Well this is a quote out of NW:
This Forrester analyst says:
I says ;-), the client are eventually looking for this.
“Their product architecture is that virtualization is part of the [operating system] so they seem to be rethinking what hypervisor should be,” says Raghu Raghuram, vice president of products and solutions for VMWare. “They are going to be coming out in almost one year with a basic-function hypervisor where today we have a robust hypervisor and 20,000 customers.” And Raghuram adds WMWare comes with benefits such as availability and various management tools.
This Forrester analyst says:
“It’s not about server virtualization,” Forrester analyst Frank Gillett told Network World in August, “It’s about when I have virtual servers I can completely change how I think about IT infrastructure. When I move virtual servers around I have to have storage that is not only networked but flexible so when I move the virtual server the storage connections go with it.”

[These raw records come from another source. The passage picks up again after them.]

PR #1796, opened 2016-04-01

sragavan:
changes.

### DIFF
--- a/bindings/nodejs/lib/gpio.js
+++ b/bindings/nodejs/lib/gpio.js
@@ -1,0 +1,116 @@
+/*
+ * This file is part of the Soletta Project
+ *
+ * Copyright (C) 2015 Intel Corporation. All rights reserved.
+ *
+ * Licensed under the Apache License, Version 2.0 (the "License");
+ * you may not use this file except in compliance with the License.
+ * You may obtain a copy of the License at
+ *
+ *     http://www.apache.org/licenses/LICENSE-2.0
+ *
+ * Unless required by applicable law or agreed to in writing, software
+ * distributed under the License is distributed on an "AS IS" BASIS,
+ * WITHOUT WARRANTIES OR CONDITIONS OF ANY KIND, either express or implied.
+ * See the License for the specific language governing permissions and
+ * limitations under the License.
+ */
+
+ var soletta = require( 'bindings' )( 'soletta' ),
+    _ = require( 'lodash' );
+
+exports.open = function( init ) {
+    return new Promise( function( fulfill, reject ) {
+        var pin = init.pin;
+        var dir = 0;
+        var drive_mode = 0;
+        var config = null;
+        var gpiopin;
+        var callback_data = [];
+        var edge = "any";
+
+        if ( init.pullup )
+            drive_mode = soletta.sol_gpio_drive.SOL_GPIO_DRIVE_PULL_UP;
+        else if ( init.pullup === false )
+            drive_mode = soletta.sol_gpio_drive.SOL_GPIO_DRIVE_PULL_DOWN;
+        else
+            drive_mode = soletta.sol_gpio_drive.SOL_GPIO_DRIVE_NONE;
+
+        if ( init.edge )
+            edge = init.edge;
+
+        if ( init.direction == "in" ) {
+            config = {
+                dir: soletta.sol_gpio_direction.SOL_GPIO_DIR_IN,
+                active_low: init.activeLow,
+                poll_timeout: init.poll,
+                drive_mode: drive_mode,
+                trigger_mode: edge,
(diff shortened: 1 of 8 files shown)


sragavan:
@gabrielschulhof Can you merge this, it addresses the review comments from the previous one. Thanks.

bindings/nodejs/src/functions/gpio.cc
```diff
@@ -0,0 +1,144 @@
...
+    sol_gpio *gpio;
+
+    if (!gpio_data)
+        return;
+    gpio = gpio_data->gpio;
+
+    Nan::Callback *callback = gpio_data->callback;
+    sol_gpio_close(gpio);
+    if (callback) {
+        delete callback;
```
gabrielschulhof: You need to
```C++
Nan::SetInternalFieldPointer(jsGpio, 0, 0);
```
to make sure the pointer is removed from the JS object, so that if somebody accidentally calls ```bind_sol_gpio_close()``` twice with the same object, the second time around it throws an exception.

bindings/nodejs/src/functions/gpio.cc
```diff
@@ -0,0 +1,144 @@
...
+        Nan::ThrowError("Unable to extract sol_gpio_config\n");
+        return;
+    }
+
+    Nan::Callback *callback = gpio_data->callback;
+    if (callback) {
+        if (!hijack_ref()) {
+            delete callback;
+            delete gpio_data;
+            Nan::ThrowError("Failed to ref for mainloop");
```
gabrielschulhof: No need to throw an error here. ```hijack_ref()``` already throws an error for you. It's enough to simply return.

bindings/nodejs/src/functions/gpio.cc
```diff
@@ -0,0 +1,144 @@
...
+    }
+
+    gpio = sol_gpio_open(pin, &config);
+    if (gpio) {
+        gpio_data->gpio = gpio;
+        info.GetReturnValue().Set(SolGpio::New(gpio_data));
+        return;
+    } else {
+        if (callback)
+            delete callback;
```
gabrielschulhof: Don't you need to also ```hijack_unref()``` here?

src/lib/io/sol-gpio-common.c
```diff
@@ -74,3 +77,39 @@ sol_gpio_open(uint32_t pin, const struct sol_gpio_config *config)
 
     return gpio;
 }
+
+SOL_API enum sol_gpio_edge
+sol_gpio_edge_from_str(const char *edge)
+{
```
gabrielschulhof: I don't have a problem with doing the conversion from string to enum and vice versa here, but wouldn't it be easier to do this in the high-level JS API? After all, the soletta C API has no concept of strings that refer to edges. It only has the enum. Thus, the conversion from string to enum and vice versa should happen in the high-level JS API.

sragavan: It was there but @barbieri  wanted it this way.

sragavan:
ill make new PR

bindings/nodejs/lib/gpio.js
```diff
@@ -0,0 +1,116 @@
...
+        if ( init.edge )
+            edge = init.edge;
+
+        if ( init.direction == "in" ) {
+            config = {
+                dir: soletta.sol_gpio_direction.SOL_GPIO_DIR_IN,
+                active_low: init.activeLow,
+                poll_timeout: init.poll,
+                drive_mode: drive_mode,
+                trigger_mode: edge,
```
gabrielschulhof: Do the lookup here and set the enum value as the value of the "trigger_mode" property.

src/lib/io/sol-gpio-common.c
gabrielschulhof: If you're referring to https://github.com/solettaproject/soletta/pull/1767#discussion_r57982171, then that's not the same as what I'm saying. What I'm saying is that you don't need the functions ```sol_gpio_edge_from_str()``` and ```sol_gpio_edge_to_str()``` at all. You can write the lookup in both directions JS with a lot less code. See my comment [here](https://github.com/solettaproject/soletta/pull/1796/files#r58203275).

barbieri: It is based on that comment and I've asked him to provide these functions. I agree they are not strictly needed, but providing them is good for multiple reasons:
 - other bindings can use the same mapping, helping our users with consistency;
 - even in C, sometimes you want to debug or print something to the user, then having a enum<->string is helpful; Like you expose this enum via a OIC or HTTP/JSON.

These functions should be provided by soletta's C API, we missed them but I count on you guys to provide these as you notice they are missing. If you don't have time you can fill a ticket for others to tackle them.

PR #1798, opened 2016-04-01
Node.js bindings: Build bindings heeding configuration

gabrielschulhof:
This sacrifices our ability to build bindings against an existing soletta
installation identified by its pkgconfig file, because the pkgconfig file does
not contain information about the configuration options that were used when
building Soletta.

This replaces #1787.

Changes:

* Modify ```COMMON_CFLAGS``` in case of ```BUILD_TYPE_DEBUG``` adding ```-O0```


tools/build/Makefile.vars
```diff
@@ -282,7 +282,7 @@ COMMON_CFLAGS += -fPIC
 endif
 
 ifeq (y,$(BUILD_TYPE_DEBUG))
-COMMON_CFLAGS += -g -fno-lto
+COMMON_CFLAGS += -g -fno-lto -O0
 endif
```
ceolin: o yeah, here is much better

ibriano: On Fri, 01 Apr 2016 07:07:28 -0700, Flávio Vinicius Alvares Ceolin wrote:
> > @@ -282,7 +282,7 @@ COMMON_CFLAGS += -fPIC
> >  endif
> >  
> >  ifeq (y,$(BUILD_TYPE_DEBUG))
> > -COMMON_CFLAGS += -g -fno-lto
> > +COMMON_CFLAGS += -g -fno-lto -O0
> >  endif
> 
> o yeah, here is much better

I'd rather re-order the way we add stuff to COMMON_CFLAGS to make sure
that all the things that can break debugging are not there in the first
place.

I says ;-), the client are eventually looking for this.
- Heterogeneity: Year 2008: VMware in production, Xen in test, Virtual Iron in development and Hyper-V in development. Year 2009: VMware in development, Microsoft in Production, Xen in test and xVM in staging. Year 2010: VMware, Xen, xVM, KVM, Hyper-v in production, test, development and staging. So to achieve a "truly heterogeneous infrastructure", one will have to think of eliminating the disconnect between the hypervisors and other solutions. Our goal is to make our infrastructure highly agile, and you don't get agility when you're stuck with one.
- Portability: Common platform to port infra from place to place. Port appications or virtual appliances from platform to platform, seamlessly.
- Interoperability: All those hypervisors ought to talk to each other. Us, on the business layer ought to start working on making our business model agiler than ever! We ought to stop looking at the hypervisor all the time.